Without another word, I closed my eyes and sought that calm, cool center of my
being. If they found us, they would only find him, the person they’d been
looking for all along. It was a sound, strategic decision, I reasoned, but deep
down, I knew I was punishing him.

Petula stirred
as the heavy footfalls of half a dozen men clattered down the hall at a dead
run. The hazy fog of her aura was a dismal black.

“You see?” she
said distantly, her eyes closed. “There is never enough time.”

Jinx spared
one disturbed look at her before he set his teeth and picked up the pocket
knife from the slick bloodstain on the table. Some part of me knew I should
have been wringing his neck for an answer, but, thankfully, the rest of me knew
it would do no good.

“I’m going out
first,” he said to the air. “Follow me.” He backed against the wall beside the
door and peered through the crack. “I shouldn’t have cut the lines. They knew
as soon as they couldn’t get hold of the others that it was a diversion. Some
fucking ninja I turned out to be.
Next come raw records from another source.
PR #1064, opened 2022-04-07
fix: %2F in path will be converted to " › " in searx/webapp.py

capric98:
Seperated from [#PR 1061](https://github.com/searxng/searxng/pull/1061)


mrpaulblack (approved):
LGTM, thanks :+1:

PR #1071, opened 2022-04-08
[fix] dailymotion engine: filter by language & country

### LINKED ISSUE #1065: engine dailymotion: filter by language vs. filter by localization
The API of the dailymotion is able to filter by 

**language**: [ref](https://developers.dailymotion.com/api/#result-filtering)
    
    For instance, the following request /videos?channel=tech&language=en 
    will list all English-speaking videos in the ‘technology’ channel.

or by **localization**: [Change the default localization of the user.](https://developers.dailymotion.com/api/#global-parameters)

    This will affect results language and content selection.

ATM our engine query filters by **localization**:

https://github.com/searxng/searxng/blob/4135a7400143cc934480afced3f6858c0d671fc6/searx/engines/dailymotion.py#L38-L40

This is IMO OK, but there is an issue when we fetch the "languages" ...

https://github.com/searxng/searxng/blob/4135a7400143cc934480afced3f6858c0d671fc6/searx/engines/dailymotion.py#L28

----

**BUG**: We can't fetch **languages** and pass them to a **localization** argument in the query.

----

IMO this needs to be fixed to fetch the localization (even if the function is named *fetch_supported_languages* what might be a little bit confusing at this point).

from [Detecting and retrieving locales](https://developers.dailymotion.com/api/#locale)

- https://api.dailymotion.com/locales

What do other think about: filter by language vs. filter by localization

----

This reminds me that we do not select only languages in our UI, we often (want) to select  "locales" (aka regions, territory) .. some engines support 'language' filter, some support 'region' filter and others like dailymotion support both and we have to decide for one.

return42:
## What does this PR do?

[fix] dailymotion engine: filter by language & country

- fix the issue of fetching more the 7000 *languages*
- improve the request function and filter by language & country
- implement time_range_support & safesearch
- add more fields to the response from dailymotion (allow_embed, length)
- better clean up of HTML tags in the 'content' field.

This is more or less a complete rework based on the '/videos' API from [1].
This patch cleans up the language list in SearXNG that has been polluted by the
ISO-639-3 2 and 3 letter codes from dailymotion languages which have never been
used.

[1] https://developers.dailymotion.com/tools/

Checkout branch and run a local instance:

    make run

Try some dailymotion searches:

    !dailymotion foo bar

Test various languages & regions, test various time range.

You can also SafeSearch but as far I can say, there is no major change in the results.

## Related issues

Closes: https://github.com/searxng/searxng/issues/1065


return42:
FYI: this is on PR of my complete review ([branch mod-languages](https://github.com/return42/searxng/commits/mod-languages)) of the handling of languages and locales (aka regions) in SearXNG. https://github.com/searxng/searxng/pull/1051 is also a part of this series. More PRs will follow.

searx/engines/dailymotion.py
```diff
@@ -24,21 +25,32 @@
...
-    if params['language'] == 'all':
-        locale = 'en-US'
-    else:
-        locale = match_language(params['language'], supported_languages)
 
+    language = params['language']
+    if language == 'all':
+        language = 'en-US'
+
+    locale = babel.Locale.parse(language, sep='-')
```
dalf, line 87: With this version, `supported_languages` is ignored.
Do you intended to remove `match_language`?

For example `ca` (Catalan)
* becomes `en` with the `match_language`
* remains `ca` with this line --> I don't know how dailymotion deals with this unexpected value.

return42: > Do you intended to remove `match_language`?

May be .. while I review engine by engine I see that this function does not fit to the language that is needed for the query send to the search engine.

> * remains `ca` with this line --> I don't know how dailymotion deals with this unexpected value.

Oops, my fail .. I will fix it. But this will not improve the result list:

> In contrast to the documentation of the api [1], dailymotion's API does not care
about a 'localization' argument or a 'language' filter[2] (may be there is an
API account needed to get in use of this options).

dalf: I ask the here, but I see the same logic in #1073
Do you intend to send the language & region unfiltered to the engines?
At first sight, I think it is regression (`match_language` is going to map `ca-ES` to `ca` or `en`, so there is no unexpected value ; same `de-DE` is going to be mapped to `de` or `en`).

searx/engines/dailymotion.py
```diff
@@ -24,21 +25,39 @@
...
+    if localization in supported_languages:
+        params['url'] = search_url.format(
+            query=urlencode({'search': query, 'localization': localization }),
+            pageno=params['pageno']
+        )
+    else:
+        params['url'] = search_url.format(
+            query=urlencode({'search': query}),
+            pageno=params['pageno']
+        )
```
return42: > * remains `ca` with this line --> I don't know how dailymotion deals with this unexpected value.

fixed

> Do you intend to send the language & region unfiltered to the engines?
At first sight, I think it is regression (`match_language` is going to map `ca-ES` to `ca` or `en`, so there is no unexpected value ; same `de-DE` is going to be mapped to `de` or `en`).

That is the issue of using this function here, the engine expect only one of the values from `supported_languages` .. here, dailymotion expect a locale from 

https://github.com/searxng/searxng/blob/74cf47fa1422384eb4e6fb047a9ff41aeeed5e5f/searx/data/engines_languages.json#L430-L481 

.. there is no language 'ca', 'en' .. available and it is wrong to send a language in the query.

dalf: So in the case of `ca` (*), what should be done?
* should the engine skip the language parameter? (the results are going to be related to the instance location).
* should the engine use `en-US`? or even `es_ES`? (`all` is mapped to `en-US`)
* should the engine returns zero result?

(*) currently [`ca-ES`](https://github.com/searxng/searxng/blob/5e7f46991104a6583676c6c9319a81b6f9a4b151/searx/languages.py#L9) but it is going to be `ca` [as far I understand](https://github.com/searxng/searxng/pull/1051#issuecomment-1093996357).

searx/engines/dailymotion.py
return42: We can't send `ca` to a engine that only except `ca_ES`.

dalf: So we need a mapping between the language preference and the engine expected value.
* In the master branch, the `match_language` function maps the user preference to the engine expected values.
* In the PR, the mapping is done inside the engine code. However it may send unexpected value: `ca`or `ca_ES` are neither accepted by Dailymotion (see comment below).

> I see that this function does not fit to the language that is needed for the query send to the search engine.

Can you say more and/or give examples?

return42: > Can you say more and/or give examples?

E.g. bing, the script Hant & Hans

```py
>>> import babel
>>> from searx import settings
>>> from searx.engines import load_engines
>>> engines = load_engines(settings['engines'])
>>> bing = engines['bing']
>>> bing.supported_languages
['af', 'am', 'ar', 'as', 'az-latn', 'be', 'bg', 'bn', 'bs-latn', 'ca', 'ca-es-valencia', 'chr-cher', 'cs', 'cy', 'da', 'de', 'el', 'en', 'es', 'et', 'eu', 'fa', 'fi', 'fil', 'fr', 'ga', 'gd', 'gl', 'gu', 'ha-latn', 'he', 'hi', 'hr', 'hu', 'hy', 'id', 'ig', 'is', 'it', 'ja', 'ka', 'kk', 'km', 'kn', 'ko', 'kok', 'ku-arab', 'ky', 'lb', 'lo', 'lt', 'lv', 'mi', 'mk', 'ml', 'mn-Cyrl-MN', 'mr', 'ms', 'mt', 'nb', 'ne', 'nl', 'nn', 'nso', 'or', 'pa-arab', 'pa-guru', 'pl', 'prs', 'pt-BR', 'pt-PT', 'quc', 'quz', 'ro', 'ru', 'rw', 'sd-arab', 'si', 'sk', 'sl', 'sq', 'sr-cyrl', 'sr-latn', 'sv', 'sw', 'ta', 'te', 'tg-cyrl', 'th', 'ti', 'tk', 'tn', 'tr', 'tt', 'ug', 'uk', 'ur', 'uz-latn', 'vi', 'wo', 'xh', 'yo', 'zh-Hans', 'zh-Hant', 'zu']
>>> 
>>> bing.match_language('zh', bing.supported_languages, bing.language_aliases)
'zh-Hans'
>>> babel.Locale.parse('zh', sep = '-')
Locale('zh')
>>> 
>>> bing.match_language('zh-CN', bing.supported_languages, bing.language_aliases)
'zh-Hans'
>>> babel.Locale.parse('zh-CN', sep = '-')
Locale('zh', territory='CN', script='Hans')
>>> 
>>> bing.match_language('zh-TW', bing.supported_languages, bing.language_aliases)
'zh-Hans'
>>> babel.Locale.parse('zh-TW', sep = '-')
Locale('zh', territory='TW', script='Hant')
>>> 
>>> bing.match_language('zh-HK', bing.supported_languages, bing.language_aliases)
'zh-Hans'
>>> babel.Locale.parse('zh-HK', sep = '-')
Locale('zh', territory='HK', script='Hant')

```

return42:
@dalf according to what we discussed today I wanted to ask if it is OK when we merge this PR .. or do you see some parts here in this PR we need to improve before merge?

searx/engines/dailymotion.py
```diff
@@ -21,23 +23,73 @@
...
-        query=urlencode({'search': query, 'localization': locale}), pageno=params['pageno']
-    )
+    language = params['language']
+    if language == 'all':
+        language = 'en-US'
+    locale = babel.Locale.parse(language, sep='-')
+
+    query_args = {
+        'search': query,
+        'languages': locale.language,
```
dalf: When the language preference is `ca-ES` (or just `ca`), this value is sent to dailymotion even if dailymotion does not support `ca` = there is no safe guard between the preferences and the value sent to the engine. It works, but it may raise an error in the future. For example a new value in `languages.py` may raise an error in dailymotion.

searx/engines/dailymotion.py
```diff
@@ -54,45 +106,61 @@ def response(resp):
...
         url = res['url']
-        content = html_to_text(res['description'])
-        thumbnail = res['thumbnail_360_url']
+        video_id = res['id']
+
+        content = res['description']
+        if content:
+            content = content.replace('\\r', '')
+            document = lxml.html.document_fromstring(content)
+            content = " ".join(lxml.etree.XPath("//text()")(document))
```
dalf: Why not use `searx.utils.html_to_text` ?

searx/engines/dailymotion.py
```diff
@@ -54,45 +106,61 @@ def response(resp):
...
         publishedDate = datetime.fromtimestamp(res['created_time'], None)
 
+        length = time.gmtime(res.get('duration'))
+        if length.tm_hour:
+            length = time.strftime("%H:%M:%S", length)
+        else:
+            length = time.strftime("%M:%S", length)
+
+        thumbnail = res['thumbnail_360_url']
         # http to https
```
dalf: I would remove this comment: the following line is obvious.

searx/engines/dailymotion.py
```diff
@@ -54,45 +106,61 @@ def response(resp):
...
+            'content': content,
+            'publishedDate': publishedDate,
+            'length': length,
+            'thumbnail': thumbnail,
+        }
+
+        # HINT: no mater what the value is, without API token videos can't shown
+        # embedded
+        allow_embed = res['allow_embed']
+        if allow_embed:
```
dalf:
```python
if res['allow_embed']:
```
is still readable and shorter.

searx/engines/dailymotion.py
```diff
@@ -54,45 +106,61 @@ def response(resp):
...
-        name = language['native_name']
-        if name:
-            supported_languages[language['code']]['name'] = name
-        english_name = language['name']
-        if english_name:
-            supported_languages[language['code']]['english_name'] = english_name
+    for item in response_json['list']:
+        supported_languages.append(item['locale'])
 
     return supported_languages
```
dalf: The whole function can be written this way: 
```python
def _fetch_supported_languages(resp):
    response_json = resp.json()
    return [
        item['locale']
        for item in response_json['list']
    ]
```

searx/engines/dailymotion.py
```diff
@@ -54,45 +106,61 @@ def response(resp):
...
+            'publishedDate': publishedDate,
+            'length': length,
+            'thumbnail': thumbnail,
+        }
+
+        # HINT: no mater what the value is, without API token videos can't shown
+        # embedded
+        allow_embed = res['allow_embed']
+        if allow_embed:
+            item['iframe_src'] = "https://www.dailymotion.com/embed/video/" + video_id
```
dalf: Currently hard coded URLs are set at the top of the files (here `iframe_url`, see qwant.py)

searx/engines/dailymotion.py
```diff
@@ -54,45 +106,61 @@ def response(resp):
```
dalf, line 127: There is no list when there is an error: we can log this error (see qwant.py), so debugging is going to be easier.

dalf (changes requested):
I left some comments.
These two commits fix the various issues except the mapping between the languages preference (`'languages': locale.language,`):
* https://github.com/dalf/searxng/commit/cdecb87478bb114b4f74f418ed4afb244e32b138
* https://github.com/dalf/searxng/commit/32990f6d554ba270133904a68579c4747ec961b4
* https://github.com/dalf/searxng/commit/f4ed1110f2b1635e9847e36d997a924eb8c0bbca

(form https://github.com/searxng/searxng/compare/master...dalf:return42-fix-lang-dailymotion )

searx/engines/dailymotion.py
return42: I have seen issues with `&lt;` and similar HTML notations.

searx/engines/dailymotion.py
dalf: Fix in commit https://github.com/searxng/searxng/commit/f4ed1110f2b1635e9847e36d997a924eb8c0bbca

searx/engines/dailymotion.py
dalf: I can't reproduce the bug: `searx.utils.html_to_text('<span>test &lt; </span>') == 'test <'`.

It would be better to fix the `html_to_text` function rather than introducing a new implementation here.

return42: Strange .. can't reproduce the `&lt;` issue nor the issue with `\\r` .. will switch back to `html_to_text(..)` / thanks!

return42:
@dalf thanks for your review and the commit .. I fixed according to your remarks .. if you think PR is fine, press merge button :-)

searx/engines/dailymotion.py
dalf: From cdecb87478bb114b4f74f418ed4afb244e32b138 :

```python
def request(query, params):
    ....
    params['raise_for_httperror'] = False

    return params

def response(resp):
    results = []

    search_res = resp.json()

    # check for an API error
    if 'error' in search_res:
        raise SearxEngineAPIException(search_res['error'].get('message'))

    # raise for other errors
    raise_for_httperror(resp)
```

How to test: query for `!dailymotion`, since the query sent to dailymotion is empty, the API returns an error (the bug should not be fix in this PR).

Do note the usage of `search_res['error'].get('message')` which provides a meaningful error message.

This implementation is similar to `qwant.py`.

searx/engines/dailymotion.py
```diff
@@ -50,49 +116,56 @@ def response(resp):
...
         return []
 
     # parse results
     for res in search_res['list']:
+
         title = res['title']
         url = res['url']
+        video_id = res['id']
+
         content = html_to_text(res['description'])
```
dalf, line 134: See the commit https://github.com/dalf/searxng/commit/32990f6d554ba270133904a68579c4747ec961b4 : `<br />` is replaced by a space, so `html_to_text("This is a<br />text") == "This is a text"`.

How to test: `!dailymotion :en weather`.
One of the result is video `https://www.dailymotion.com/video/x7t2nzh`, the description is `전국 건조한 날씨 계속<br /><br />Good evening.`. With the suggested change, the text is `전국 건조한 날씨 계속 Good evening` with a space between 속 and "Good".

searx/engines/dailymotion.py
return42: Oops I have overseen your additional commits ..

> Do note the usage of `search_res['error'].get('message')` which provides a meaningful error message.

I squashed your https://github.com/searxng/searxng/commit/cdecb87478bb114b4f74f418ed4afb244e32b138 into my commit 3bb62823 and modified the request function ... 

> How to test: query for !dailymotion, since the query sent to dailymotion is empty,

Instead of sending an unsupported request (empty query string) to daylimotion, additionally I return `False` from the request function if query string is empty ..  https://github.com/searxng/searxng/pull/1071/files#diff-f3739fa1a440898cb603ad679a81c9429d1e74409852c45dd2c8e5f595c98aa0R81-R82

---

If you think PR is now ready .. go ahead and merge ..

searx/engines/dailymotion.py
return42: I cherry picked you commit in 4224607c / thanks!

searx/engines/dailymotion.py
```diff
@@ -21,23 +26,89 @@
...
-    if params['language'] == 'all':
-        locale = 'en-US'
-    else:
-        locale = match_language(params['language'], supported_languages)
 
-    params['url'] = search_url.format(
-        query=urlencode({'search': query, 'localization': locale}), pageno=params['pageno']
-    )
+    if not query:
+        return False
```
dalf, line 82: nit: I would fix this issue in the `searx.search` page: engines should not received an empty query.

dalf (approved):

PR #1072, opened 2022-04-08
[mod] update_languages.py - review of fetch_supported_languages()

return42:
This patch improves the fetch_supported_languages() from update_languages.py .. its one more patch of my complete review languages and locales aka regions ([branch mod-languages](https://github.com/return42/searxng/commits/mod-languages))

This PR is based on // **we should merge in this order!!!**

- https://github.com/searxng/searxng/pull/1051
- https://github.com/searxng/searxng/pull/1071


searx/engines/__init__.py
```diff
@@ -219,18 +218,6 @@ def set_language_attributes(engine: Engine):
...
-    # assign language fetching method if auxiliary method exists
-    if hasattr(engine, '_fetch_supported_languages'):
-        headers = {
-            'User-Agent': gen_useragent(),
-            'Accept-Language': "en-US,en;q=0.5",  # bing needs to set the English language
-        }
-        engine.fetch_supported_languages = (
-            # pylint: disable=protected-access
-            lambda: engine._fetch_supported_languages(get(engine.supported_languages_url, headers=headers))
-        )
```
return42, line 231: @MarcAbonce I moved the closures (lambda) from your commit 9b6ffed06 to the `searxng_extra/update/update_languages.py` .. IMO these manipulation of engine's namespace is not needed here when initialize the engine (what happens e.g. when a SearXNG service starts).

The lambda function is only called in the `update_languages.py`, that's why I think it is better and more clear when we move this part to the `update_languages.py`.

Splinter would piss himself.”

They ran past
our hiding place, tiny flashes of black, and on to the control room. I could
hear the one who had accepted the package of tongues shouting at the two who
had stayed behind, demanding to know why they hadn’t been in communication. If
Jinx ran now, he might just make it.

I leaned
forward and whispered in his ear. “It’s safe outside.”

His eyes glazed
over, and he gave a shallow nod. Without saying anything, without a single
glance at the bloody girl lying on the floor, he slipped through the door and
into the hall. I turned to face the others. All but one were crowded into the
room.

“Have you
checked on Petula?” the apparent leader demanded.

 

“No, but we
didn’t know…,” another began, but it was too late. They were already on their
way back out again. They turned and looked right through me to the boy at the
elevator. I spun. Jinx was standing at the keypad, cussing up a storm as he
tried to remember which buttons I had pushed.

They tore down
the hall towards him. I smiled, drunk on the high of imperviousness and
passivity, intrigued by their urgency to get to him. I put myself squarely in
their way and laughed. The first man crashed into me and staggered backward
like a domino, black and white and sprawling. I danced back to the elevator,
giggling like an invisible woman should, and tapped the proper code on the
buttons.

I assumed the elevator
would be waiting there, but it seemed that someone else had summoned it to the
top floor and, like most ancient elevators, it decided to take its sweet time. Jinx
turned to face them, knife in hand, but as they got to their feet, I realized
it would not be a fair fight. The domino, being braced by the men helping him
up, reached into his holster and pulled out a shiny black gun.